## Task statement
A stretch of the entries below is to be set down exactly, running from the line with "Issue #557, opened 2020-04-21" through the line with "I'm seeing a", both included, and no other line.

## Data shown
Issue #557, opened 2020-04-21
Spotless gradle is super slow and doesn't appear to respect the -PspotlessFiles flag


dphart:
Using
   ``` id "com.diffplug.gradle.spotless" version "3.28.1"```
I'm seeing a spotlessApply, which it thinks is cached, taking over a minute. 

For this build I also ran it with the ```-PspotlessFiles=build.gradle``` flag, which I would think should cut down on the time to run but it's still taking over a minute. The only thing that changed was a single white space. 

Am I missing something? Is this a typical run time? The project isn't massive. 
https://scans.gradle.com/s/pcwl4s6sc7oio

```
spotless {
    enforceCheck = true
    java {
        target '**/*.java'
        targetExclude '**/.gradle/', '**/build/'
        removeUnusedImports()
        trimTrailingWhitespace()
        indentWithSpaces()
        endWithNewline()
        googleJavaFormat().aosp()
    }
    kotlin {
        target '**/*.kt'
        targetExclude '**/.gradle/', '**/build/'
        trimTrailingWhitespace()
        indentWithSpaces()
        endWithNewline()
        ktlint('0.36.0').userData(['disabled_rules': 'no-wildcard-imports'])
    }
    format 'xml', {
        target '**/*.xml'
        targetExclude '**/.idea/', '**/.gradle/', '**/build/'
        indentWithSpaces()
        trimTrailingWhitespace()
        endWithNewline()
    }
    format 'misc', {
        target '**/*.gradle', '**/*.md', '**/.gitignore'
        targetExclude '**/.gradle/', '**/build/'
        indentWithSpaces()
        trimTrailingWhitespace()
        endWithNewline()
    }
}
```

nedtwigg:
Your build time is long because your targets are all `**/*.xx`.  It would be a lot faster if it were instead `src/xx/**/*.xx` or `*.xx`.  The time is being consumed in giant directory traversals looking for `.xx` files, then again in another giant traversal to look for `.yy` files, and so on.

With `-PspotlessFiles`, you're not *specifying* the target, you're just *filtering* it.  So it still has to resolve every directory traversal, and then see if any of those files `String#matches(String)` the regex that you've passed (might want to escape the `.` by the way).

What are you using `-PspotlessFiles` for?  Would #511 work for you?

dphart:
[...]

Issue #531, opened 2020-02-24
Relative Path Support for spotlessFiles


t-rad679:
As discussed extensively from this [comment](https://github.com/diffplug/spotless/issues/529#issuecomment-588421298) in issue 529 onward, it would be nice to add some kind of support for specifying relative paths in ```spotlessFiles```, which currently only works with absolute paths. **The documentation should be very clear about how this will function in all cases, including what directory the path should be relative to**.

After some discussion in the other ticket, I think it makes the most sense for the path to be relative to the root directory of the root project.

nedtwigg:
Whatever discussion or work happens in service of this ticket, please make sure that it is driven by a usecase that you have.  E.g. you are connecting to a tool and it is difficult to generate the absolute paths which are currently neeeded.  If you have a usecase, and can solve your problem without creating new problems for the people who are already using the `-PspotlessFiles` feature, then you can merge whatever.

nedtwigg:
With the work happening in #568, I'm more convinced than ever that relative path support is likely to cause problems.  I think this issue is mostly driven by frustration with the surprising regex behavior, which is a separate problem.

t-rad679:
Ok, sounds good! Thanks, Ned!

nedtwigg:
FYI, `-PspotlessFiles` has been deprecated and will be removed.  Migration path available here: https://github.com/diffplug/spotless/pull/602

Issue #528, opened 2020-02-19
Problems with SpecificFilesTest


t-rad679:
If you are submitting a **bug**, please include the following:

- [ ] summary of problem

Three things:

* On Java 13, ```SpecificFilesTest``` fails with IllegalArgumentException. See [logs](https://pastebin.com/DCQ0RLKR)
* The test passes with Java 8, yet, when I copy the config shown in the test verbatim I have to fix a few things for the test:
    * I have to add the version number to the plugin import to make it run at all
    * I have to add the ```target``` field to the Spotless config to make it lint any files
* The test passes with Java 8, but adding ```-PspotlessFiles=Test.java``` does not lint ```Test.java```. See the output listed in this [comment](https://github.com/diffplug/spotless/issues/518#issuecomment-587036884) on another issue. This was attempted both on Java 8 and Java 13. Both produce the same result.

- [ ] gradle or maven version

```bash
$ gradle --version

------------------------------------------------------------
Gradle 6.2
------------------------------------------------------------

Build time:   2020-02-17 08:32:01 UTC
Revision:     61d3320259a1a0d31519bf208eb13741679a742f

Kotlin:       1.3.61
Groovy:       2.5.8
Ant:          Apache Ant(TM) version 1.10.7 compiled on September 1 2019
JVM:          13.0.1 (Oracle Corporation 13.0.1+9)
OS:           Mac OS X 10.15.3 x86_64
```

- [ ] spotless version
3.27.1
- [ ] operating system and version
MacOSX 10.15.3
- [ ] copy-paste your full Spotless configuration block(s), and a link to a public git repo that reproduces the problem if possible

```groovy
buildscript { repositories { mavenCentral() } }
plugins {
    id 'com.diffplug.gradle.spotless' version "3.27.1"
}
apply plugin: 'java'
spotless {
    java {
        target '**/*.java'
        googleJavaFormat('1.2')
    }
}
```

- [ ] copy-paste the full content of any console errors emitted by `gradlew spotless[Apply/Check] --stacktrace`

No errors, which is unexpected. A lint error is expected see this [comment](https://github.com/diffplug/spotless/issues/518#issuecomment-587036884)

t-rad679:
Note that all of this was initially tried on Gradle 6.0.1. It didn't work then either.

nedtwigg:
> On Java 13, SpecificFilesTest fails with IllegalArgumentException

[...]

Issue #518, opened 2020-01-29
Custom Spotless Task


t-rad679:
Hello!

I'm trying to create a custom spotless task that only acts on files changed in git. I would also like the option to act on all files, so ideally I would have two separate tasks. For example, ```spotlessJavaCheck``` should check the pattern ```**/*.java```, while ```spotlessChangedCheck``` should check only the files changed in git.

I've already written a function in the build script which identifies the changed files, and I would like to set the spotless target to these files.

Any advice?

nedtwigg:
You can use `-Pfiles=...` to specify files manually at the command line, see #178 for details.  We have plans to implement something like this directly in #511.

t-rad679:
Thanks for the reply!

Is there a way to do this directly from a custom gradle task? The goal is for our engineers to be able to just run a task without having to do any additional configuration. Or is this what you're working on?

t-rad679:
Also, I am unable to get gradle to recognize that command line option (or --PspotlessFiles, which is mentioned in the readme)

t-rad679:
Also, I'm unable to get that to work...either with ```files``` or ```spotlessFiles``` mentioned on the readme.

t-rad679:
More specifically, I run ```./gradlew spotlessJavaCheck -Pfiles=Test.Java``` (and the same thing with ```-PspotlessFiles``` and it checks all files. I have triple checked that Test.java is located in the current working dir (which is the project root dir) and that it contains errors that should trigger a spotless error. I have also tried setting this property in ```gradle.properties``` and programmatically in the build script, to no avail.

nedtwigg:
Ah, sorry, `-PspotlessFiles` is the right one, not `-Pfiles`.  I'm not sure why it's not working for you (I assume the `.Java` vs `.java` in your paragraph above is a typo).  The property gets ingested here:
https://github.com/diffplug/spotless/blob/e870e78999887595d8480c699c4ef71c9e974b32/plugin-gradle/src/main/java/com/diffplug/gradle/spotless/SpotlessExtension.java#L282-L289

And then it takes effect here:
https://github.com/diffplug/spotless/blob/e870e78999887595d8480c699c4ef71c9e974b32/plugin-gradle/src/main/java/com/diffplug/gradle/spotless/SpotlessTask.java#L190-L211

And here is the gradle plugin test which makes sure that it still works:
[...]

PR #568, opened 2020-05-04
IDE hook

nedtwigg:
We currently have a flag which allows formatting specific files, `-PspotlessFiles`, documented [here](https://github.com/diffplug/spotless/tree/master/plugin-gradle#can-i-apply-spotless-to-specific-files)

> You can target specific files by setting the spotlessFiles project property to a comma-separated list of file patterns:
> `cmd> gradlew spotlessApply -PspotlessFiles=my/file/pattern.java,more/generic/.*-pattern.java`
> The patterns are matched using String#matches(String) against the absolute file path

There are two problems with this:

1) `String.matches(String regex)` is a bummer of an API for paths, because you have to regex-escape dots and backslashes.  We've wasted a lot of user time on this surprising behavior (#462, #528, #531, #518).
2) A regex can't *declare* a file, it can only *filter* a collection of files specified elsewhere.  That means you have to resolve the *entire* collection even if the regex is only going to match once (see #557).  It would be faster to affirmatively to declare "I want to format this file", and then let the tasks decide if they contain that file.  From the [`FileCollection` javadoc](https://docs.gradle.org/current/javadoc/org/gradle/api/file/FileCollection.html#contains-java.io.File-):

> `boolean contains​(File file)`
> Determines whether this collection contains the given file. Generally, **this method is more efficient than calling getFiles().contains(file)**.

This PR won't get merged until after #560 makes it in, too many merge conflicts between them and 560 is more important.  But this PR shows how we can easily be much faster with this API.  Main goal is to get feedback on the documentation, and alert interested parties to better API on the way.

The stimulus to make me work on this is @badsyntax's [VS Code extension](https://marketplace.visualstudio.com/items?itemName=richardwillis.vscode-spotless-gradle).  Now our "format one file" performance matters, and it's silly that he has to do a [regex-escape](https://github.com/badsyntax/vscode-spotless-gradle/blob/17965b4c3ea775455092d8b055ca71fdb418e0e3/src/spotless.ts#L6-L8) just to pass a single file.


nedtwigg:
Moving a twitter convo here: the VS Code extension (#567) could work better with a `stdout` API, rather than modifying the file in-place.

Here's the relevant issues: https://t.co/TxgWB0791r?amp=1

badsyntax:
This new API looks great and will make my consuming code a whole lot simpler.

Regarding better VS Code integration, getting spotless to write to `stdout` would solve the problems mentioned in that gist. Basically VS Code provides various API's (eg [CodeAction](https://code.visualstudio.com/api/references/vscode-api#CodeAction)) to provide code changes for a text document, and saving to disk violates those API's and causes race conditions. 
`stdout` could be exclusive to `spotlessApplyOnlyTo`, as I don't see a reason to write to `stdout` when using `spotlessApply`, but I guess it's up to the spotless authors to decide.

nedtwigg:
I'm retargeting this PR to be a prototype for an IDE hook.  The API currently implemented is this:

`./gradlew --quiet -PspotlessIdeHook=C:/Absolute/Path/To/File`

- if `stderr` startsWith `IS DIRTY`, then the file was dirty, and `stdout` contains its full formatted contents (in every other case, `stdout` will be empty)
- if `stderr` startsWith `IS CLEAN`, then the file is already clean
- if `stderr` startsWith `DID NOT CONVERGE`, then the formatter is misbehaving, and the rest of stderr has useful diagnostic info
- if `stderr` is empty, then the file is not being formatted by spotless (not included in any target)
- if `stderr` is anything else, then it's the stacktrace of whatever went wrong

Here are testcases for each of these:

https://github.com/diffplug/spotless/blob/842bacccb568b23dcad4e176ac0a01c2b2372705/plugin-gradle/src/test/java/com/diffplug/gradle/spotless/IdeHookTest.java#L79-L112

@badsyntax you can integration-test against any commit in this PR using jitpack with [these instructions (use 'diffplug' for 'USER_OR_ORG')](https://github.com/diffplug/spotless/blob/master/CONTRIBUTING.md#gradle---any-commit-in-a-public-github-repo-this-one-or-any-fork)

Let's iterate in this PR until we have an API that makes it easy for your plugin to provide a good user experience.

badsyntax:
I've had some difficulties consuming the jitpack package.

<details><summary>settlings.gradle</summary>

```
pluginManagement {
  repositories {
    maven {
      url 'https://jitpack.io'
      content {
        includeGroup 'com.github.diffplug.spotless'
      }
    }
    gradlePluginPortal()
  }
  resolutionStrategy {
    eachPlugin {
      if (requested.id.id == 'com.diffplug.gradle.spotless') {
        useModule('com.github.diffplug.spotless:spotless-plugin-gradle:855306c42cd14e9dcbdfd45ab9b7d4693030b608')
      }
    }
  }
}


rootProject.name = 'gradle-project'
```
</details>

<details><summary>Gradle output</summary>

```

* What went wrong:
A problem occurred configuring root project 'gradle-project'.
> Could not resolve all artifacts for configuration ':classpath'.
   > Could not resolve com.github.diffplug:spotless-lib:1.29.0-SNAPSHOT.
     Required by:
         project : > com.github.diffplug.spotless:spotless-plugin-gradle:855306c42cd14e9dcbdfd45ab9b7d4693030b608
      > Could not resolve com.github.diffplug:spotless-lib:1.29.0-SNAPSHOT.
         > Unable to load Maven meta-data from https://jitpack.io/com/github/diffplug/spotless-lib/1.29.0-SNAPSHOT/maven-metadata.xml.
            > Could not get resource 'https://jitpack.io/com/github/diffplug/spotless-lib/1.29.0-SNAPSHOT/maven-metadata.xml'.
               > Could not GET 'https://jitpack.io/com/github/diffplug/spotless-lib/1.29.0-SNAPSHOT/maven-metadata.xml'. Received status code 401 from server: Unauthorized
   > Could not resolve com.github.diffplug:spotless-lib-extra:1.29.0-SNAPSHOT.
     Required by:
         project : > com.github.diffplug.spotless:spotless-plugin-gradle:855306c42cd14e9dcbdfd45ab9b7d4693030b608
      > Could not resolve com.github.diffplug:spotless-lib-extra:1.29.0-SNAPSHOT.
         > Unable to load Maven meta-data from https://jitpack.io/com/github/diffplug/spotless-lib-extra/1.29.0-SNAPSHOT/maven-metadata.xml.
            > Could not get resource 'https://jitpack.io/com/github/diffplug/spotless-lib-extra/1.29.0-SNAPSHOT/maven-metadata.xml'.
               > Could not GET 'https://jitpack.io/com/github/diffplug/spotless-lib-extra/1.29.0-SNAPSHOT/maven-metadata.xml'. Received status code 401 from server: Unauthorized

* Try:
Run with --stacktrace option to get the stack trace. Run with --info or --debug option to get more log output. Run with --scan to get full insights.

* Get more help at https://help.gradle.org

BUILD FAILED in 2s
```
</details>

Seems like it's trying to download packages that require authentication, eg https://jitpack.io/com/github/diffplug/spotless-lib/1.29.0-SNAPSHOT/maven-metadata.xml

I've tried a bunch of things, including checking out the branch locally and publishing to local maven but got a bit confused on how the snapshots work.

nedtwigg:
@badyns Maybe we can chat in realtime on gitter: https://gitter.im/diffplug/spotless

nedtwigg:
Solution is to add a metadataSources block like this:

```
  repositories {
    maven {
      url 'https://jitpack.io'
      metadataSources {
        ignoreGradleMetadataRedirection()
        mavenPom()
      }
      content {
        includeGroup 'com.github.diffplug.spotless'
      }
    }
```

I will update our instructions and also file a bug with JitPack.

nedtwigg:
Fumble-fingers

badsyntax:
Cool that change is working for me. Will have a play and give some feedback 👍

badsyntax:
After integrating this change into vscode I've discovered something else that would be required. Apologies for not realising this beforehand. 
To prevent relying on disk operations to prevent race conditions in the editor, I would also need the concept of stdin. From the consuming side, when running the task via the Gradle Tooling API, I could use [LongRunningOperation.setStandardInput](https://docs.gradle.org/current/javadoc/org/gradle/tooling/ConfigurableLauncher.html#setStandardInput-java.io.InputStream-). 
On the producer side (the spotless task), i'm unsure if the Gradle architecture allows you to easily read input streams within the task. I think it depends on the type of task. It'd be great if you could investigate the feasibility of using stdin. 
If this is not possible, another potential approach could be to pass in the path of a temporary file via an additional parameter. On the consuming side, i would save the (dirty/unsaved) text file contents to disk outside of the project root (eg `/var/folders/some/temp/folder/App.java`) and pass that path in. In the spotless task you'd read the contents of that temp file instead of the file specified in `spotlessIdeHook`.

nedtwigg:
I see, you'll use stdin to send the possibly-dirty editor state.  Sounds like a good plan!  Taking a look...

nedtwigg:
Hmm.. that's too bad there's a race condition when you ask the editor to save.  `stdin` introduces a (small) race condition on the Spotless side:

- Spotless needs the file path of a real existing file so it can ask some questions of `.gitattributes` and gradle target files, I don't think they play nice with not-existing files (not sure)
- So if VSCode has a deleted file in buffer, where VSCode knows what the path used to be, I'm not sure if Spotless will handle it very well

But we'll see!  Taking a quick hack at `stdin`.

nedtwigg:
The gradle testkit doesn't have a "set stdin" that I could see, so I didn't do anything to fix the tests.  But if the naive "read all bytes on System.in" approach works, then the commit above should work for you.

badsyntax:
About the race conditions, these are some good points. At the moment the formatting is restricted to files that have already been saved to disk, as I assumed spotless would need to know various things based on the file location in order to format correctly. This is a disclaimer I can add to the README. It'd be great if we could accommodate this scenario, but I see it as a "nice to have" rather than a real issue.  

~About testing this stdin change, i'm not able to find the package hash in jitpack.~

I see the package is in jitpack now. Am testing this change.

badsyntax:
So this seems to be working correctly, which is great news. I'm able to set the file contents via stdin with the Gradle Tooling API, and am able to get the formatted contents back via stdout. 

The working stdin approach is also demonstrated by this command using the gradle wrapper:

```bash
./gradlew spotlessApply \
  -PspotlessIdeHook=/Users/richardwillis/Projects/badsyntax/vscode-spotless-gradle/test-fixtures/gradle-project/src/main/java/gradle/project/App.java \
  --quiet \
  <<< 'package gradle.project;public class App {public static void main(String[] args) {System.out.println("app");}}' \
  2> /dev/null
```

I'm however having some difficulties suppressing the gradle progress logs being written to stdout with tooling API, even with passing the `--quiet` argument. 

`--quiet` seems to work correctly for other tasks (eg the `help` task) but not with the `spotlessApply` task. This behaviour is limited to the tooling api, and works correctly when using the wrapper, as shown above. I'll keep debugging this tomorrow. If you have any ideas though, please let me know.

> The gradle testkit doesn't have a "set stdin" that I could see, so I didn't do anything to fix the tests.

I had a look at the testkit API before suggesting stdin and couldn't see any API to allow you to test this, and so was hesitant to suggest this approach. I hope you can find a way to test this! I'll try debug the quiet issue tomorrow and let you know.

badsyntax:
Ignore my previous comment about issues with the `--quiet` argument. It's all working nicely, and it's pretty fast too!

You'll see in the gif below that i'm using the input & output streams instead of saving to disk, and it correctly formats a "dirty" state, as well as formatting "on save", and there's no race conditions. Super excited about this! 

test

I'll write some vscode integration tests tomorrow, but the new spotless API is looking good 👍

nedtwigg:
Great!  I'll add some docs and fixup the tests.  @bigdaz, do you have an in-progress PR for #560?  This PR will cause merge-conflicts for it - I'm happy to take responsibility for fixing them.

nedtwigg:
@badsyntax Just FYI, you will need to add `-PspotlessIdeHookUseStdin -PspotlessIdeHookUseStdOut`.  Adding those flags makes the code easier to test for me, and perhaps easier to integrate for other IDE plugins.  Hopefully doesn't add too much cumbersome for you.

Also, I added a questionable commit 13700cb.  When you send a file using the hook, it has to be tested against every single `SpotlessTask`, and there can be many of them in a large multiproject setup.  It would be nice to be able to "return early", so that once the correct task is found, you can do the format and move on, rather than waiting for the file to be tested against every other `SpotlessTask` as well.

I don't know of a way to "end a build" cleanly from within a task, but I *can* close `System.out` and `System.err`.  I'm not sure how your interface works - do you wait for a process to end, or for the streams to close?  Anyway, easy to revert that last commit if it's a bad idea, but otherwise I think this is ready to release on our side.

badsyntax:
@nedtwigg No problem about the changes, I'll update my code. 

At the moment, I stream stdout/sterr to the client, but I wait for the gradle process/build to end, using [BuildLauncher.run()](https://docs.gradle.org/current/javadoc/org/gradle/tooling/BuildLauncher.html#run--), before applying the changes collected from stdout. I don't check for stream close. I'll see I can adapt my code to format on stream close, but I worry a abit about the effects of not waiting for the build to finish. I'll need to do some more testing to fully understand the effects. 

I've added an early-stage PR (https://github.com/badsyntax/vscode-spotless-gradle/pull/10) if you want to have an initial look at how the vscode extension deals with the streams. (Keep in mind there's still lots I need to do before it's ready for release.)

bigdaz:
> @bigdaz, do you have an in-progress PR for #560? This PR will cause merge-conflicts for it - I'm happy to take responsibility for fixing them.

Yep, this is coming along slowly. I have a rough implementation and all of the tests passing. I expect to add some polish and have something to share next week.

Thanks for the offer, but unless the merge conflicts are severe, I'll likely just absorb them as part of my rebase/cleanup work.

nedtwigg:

==

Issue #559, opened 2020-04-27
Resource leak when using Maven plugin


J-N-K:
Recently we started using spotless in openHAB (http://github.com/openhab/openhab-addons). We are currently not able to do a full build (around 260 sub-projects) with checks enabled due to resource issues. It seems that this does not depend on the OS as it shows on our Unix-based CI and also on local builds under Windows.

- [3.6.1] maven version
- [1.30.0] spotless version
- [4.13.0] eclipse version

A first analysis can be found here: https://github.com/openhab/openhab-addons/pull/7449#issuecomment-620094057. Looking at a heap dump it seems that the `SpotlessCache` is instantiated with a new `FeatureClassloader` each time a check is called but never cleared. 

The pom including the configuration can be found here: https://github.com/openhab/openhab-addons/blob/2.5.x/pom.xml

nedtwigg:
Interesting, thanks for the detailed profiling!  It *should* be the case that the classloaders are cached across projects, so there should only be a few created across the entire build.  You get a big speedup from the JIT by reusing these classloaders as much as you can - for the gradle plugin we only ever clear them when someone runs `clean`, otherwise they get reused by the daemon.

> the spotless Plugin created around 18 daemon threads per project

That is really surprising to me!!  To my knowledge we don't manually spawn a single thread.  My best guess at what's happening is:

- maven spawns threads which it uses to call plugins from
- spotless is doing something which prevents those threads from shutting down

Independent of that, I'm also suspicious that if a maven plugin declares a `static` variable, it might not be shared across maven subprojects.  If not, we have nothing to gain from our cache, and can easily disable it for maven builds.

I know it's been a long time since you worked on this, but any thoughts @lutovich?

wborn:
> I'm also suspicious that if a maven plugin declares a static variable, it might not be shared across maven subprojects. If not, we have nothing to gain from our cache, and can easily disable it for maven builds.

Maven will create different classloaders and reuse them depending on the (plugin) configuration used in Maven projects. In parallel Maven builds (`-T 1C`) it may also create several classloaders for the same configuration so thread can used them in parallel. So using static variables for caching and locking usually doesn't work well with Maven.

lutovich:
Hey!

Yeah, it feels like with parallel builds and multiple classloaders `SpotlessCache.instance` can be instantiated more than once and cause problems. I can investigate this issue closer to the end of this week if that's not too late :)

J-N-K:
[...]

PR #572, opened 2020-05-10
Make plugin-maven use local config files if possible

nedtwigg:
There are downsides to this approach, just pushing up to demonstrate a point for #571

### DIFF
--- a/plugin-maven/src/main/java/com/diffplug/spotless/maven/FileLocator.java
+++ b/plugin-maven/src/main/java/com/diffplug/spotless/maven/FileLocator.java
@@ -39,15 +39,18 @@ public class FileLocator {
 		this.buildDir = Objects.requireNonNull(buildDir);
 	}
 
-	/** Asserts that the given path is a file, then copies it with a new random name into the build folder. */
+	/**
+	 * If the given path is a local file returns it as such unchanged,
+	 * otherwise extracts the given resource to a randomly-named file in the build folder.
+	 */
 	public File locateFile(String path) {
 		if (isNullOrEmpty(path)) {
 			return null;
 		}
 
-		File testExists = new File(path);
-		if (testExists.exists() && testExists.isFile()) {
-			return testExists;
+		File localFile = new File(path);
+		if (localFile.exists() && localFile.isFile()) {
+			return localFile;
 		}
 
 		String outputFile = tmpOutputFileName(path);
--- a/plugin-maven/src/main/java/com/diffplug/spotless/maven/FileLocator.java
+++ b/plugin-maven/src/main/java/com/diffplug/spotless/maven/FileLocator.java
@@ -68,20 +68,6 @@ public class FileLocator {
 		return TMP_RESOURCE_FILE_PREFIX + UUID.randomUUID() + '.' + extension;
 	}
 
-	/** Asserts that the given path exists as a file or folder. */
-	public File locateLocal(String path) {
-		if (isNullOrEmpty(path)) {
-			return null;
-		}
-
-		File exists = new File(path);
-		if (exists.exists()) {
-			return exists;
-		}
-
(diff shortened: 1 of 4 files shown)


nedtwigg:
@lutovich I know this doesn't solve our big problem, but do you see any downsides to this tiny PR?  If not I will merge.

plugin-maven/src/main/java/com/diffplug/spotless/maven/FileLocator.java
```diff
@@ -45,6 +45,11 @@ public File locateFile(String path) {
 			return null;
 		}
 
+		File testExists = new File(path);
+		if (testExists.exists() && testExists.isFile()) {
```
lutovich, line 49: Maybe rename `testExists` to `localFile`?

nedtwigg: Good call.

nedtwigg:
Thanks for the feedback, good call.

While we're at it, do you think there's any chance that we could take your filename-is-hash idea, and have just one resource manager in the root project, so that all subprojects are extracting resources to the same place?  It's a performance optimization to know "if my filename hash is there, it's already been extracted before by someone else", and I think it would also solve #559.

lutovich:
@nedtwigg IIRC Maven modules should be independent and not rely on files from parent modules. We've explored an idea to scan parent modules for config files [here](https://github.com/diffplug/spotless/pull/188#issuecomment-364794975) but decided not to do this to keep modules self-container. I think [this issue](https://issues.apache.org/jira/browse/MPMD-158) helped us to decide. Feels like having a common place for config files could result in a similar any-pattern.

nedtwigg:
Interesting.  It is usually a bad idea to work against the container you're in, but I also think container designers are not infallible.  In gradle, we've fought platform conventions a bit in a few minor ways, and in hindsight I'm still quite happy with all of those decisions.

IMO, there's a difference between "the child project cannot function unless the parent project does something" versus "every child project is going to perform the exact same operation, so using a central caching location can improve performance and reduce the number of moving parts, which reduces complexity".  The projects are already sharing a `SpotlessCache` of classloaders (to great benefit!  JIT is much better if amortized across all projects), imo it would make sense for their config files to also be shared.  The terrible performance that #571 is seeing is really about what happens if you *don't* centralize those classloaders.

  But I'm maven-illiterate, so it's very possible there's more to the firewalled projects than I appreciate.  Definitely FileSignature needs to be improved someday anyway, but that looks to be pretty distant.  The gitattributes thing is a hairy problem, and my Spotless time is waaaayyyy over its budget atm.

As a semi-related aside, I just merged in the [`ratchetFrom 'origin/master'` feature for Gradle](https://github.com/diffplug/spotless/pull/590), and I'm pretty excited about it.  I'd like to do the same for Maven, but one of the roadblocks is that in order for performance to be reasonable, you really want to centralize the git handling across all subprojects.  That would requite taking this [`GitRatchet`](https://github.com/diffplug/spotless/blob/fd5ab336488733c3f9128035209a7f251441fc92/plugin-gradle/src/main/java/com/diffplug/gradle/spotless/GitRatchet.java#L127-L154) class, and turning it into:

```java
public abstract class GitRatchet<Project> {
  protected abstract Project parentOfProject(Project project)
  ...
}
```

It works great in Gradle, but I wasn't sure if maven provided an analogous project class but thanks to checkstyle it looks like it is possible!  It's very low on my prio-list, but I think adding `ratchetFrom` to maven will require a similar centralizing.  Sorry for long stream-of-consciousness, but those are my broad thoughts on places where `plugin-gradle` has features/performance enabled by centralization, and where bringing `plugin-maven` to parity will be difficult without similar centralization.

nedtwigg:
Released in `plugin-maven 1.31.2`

## Exercise result
Issue #557, opened 2020-04-21
Spotless gradle is super slow and doesn't appear to respect the -PspotlessFiles flag


dphart:
Using
   ``` id "com.diffplug.gradle.spotless" version "3.28.1"```
I'm seeing a spotlessApply, which it thinks is cached, taking over a minute. 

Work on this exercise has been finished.